UA researcher Francisco Mojica receives the BBVA Foundation Frontiers of Knowledge Award in Biomedicine
Alicante. Wednesday, 1 February 2017
University of Alicante researcher Francisco Martínez Mojica has received the BBVA Foundation Frontiers of Knowledge Award in the Biomedicine category, shared, in this ninth edition, with Emmanuelle Charpentier, and Jennifer Doudna, whose pioneering work has ignited “the revolution in biology permitted by CRISPR/Cas 9 techniques.” These tools facilitate genome modification with an unprecedented degree of precision, and far more cheaply and straightforwardly than any previous method. Not unlike today’s simple, intuitive word processing programs, CRISPR/Cas 9 is able to “edit” the genome by “cutting and pasting” DNA sequences: a technology so efficient and powerful that it has spread like wildfire round the laboratories of the world, explains the jury, “as a tool to understand gene function and treat disease".
The prize jury, made up by eight European and US experts, described the development of this technique as a triumph of basic research, "driven by sheer curiosity", according to Robin Lovell-Badge, from the Francis Crick Institute in London (United Kingdom).

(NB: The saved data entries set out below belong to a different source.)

PR #7985, opened 2024-08-25
Update crowdin.yml

SchrodingersGat:
- Add documentation strings
- Attempt to "fix" dest parameters
- Part of ongoing efforts to get crowdin working again...

### DIFF
--- a/crowdin.yml
+++ b/crowdin.yml
@@ -1,12 +1,14 @@
+# Configuration file for Crowdin project integration
+# See: https://crowdin.com/project/inventree
+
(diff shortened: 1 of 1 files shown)


SchrodingersGat:
@matmair ok the upload / download of translations seems to be working quite well now, and the paths match up on crowdin now.

However we still have "duplicate" translations which means that the "new" files are showing up as only having a small number of unique translations:

image

So I think we still need to:

1. Download the existing translations
2. Remove the old GitHub integration
3. Re-upload the translations against the directory structure
4. Re-approve all existing translations

Do you agree that this is the correct approach?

He and his colleague Dario Alessi, from the University of Dundee (UK) were keen to highlight the vision and perseverance of Martínez Mojica in exploring a biological problem which at the time interested no one, but would enable the flowering of a new revolutionary technique.
As stated in the report, "Martínez Mojica identified CRISPR sequences and postulated their role as an adaptive defense system against viruses; Charpentier and Doudna elucidated the molecular mechanism of CRISPR/Cas 9 action and demonstrated its potential use as a universal tool for genome editing, paving the way for a multitude of applications in essentially any organism.
Since it came into play as a genome editing tool in 2012, CRISPR/Cas 9 has been used to search for new treatments against numerous diseases – including cancer and AIDS – as well as to breed new plant varieties and in environmental applications. The technique has cut the time required to voluntarily alter the genome from years to a matter of weeks, and many have hailed it as the democratisation of genetic editing, because it puts the technique within reach of any molecular biology lab.
Laboratories in China and the United States plan to shortly use it in clinical trials in humans as a treatment against diverse types of cancer. If these trials support the safety of gene editing in humans, we may soon see CRISPR/Cas 9-based treatments being tested for use against multiple ailments.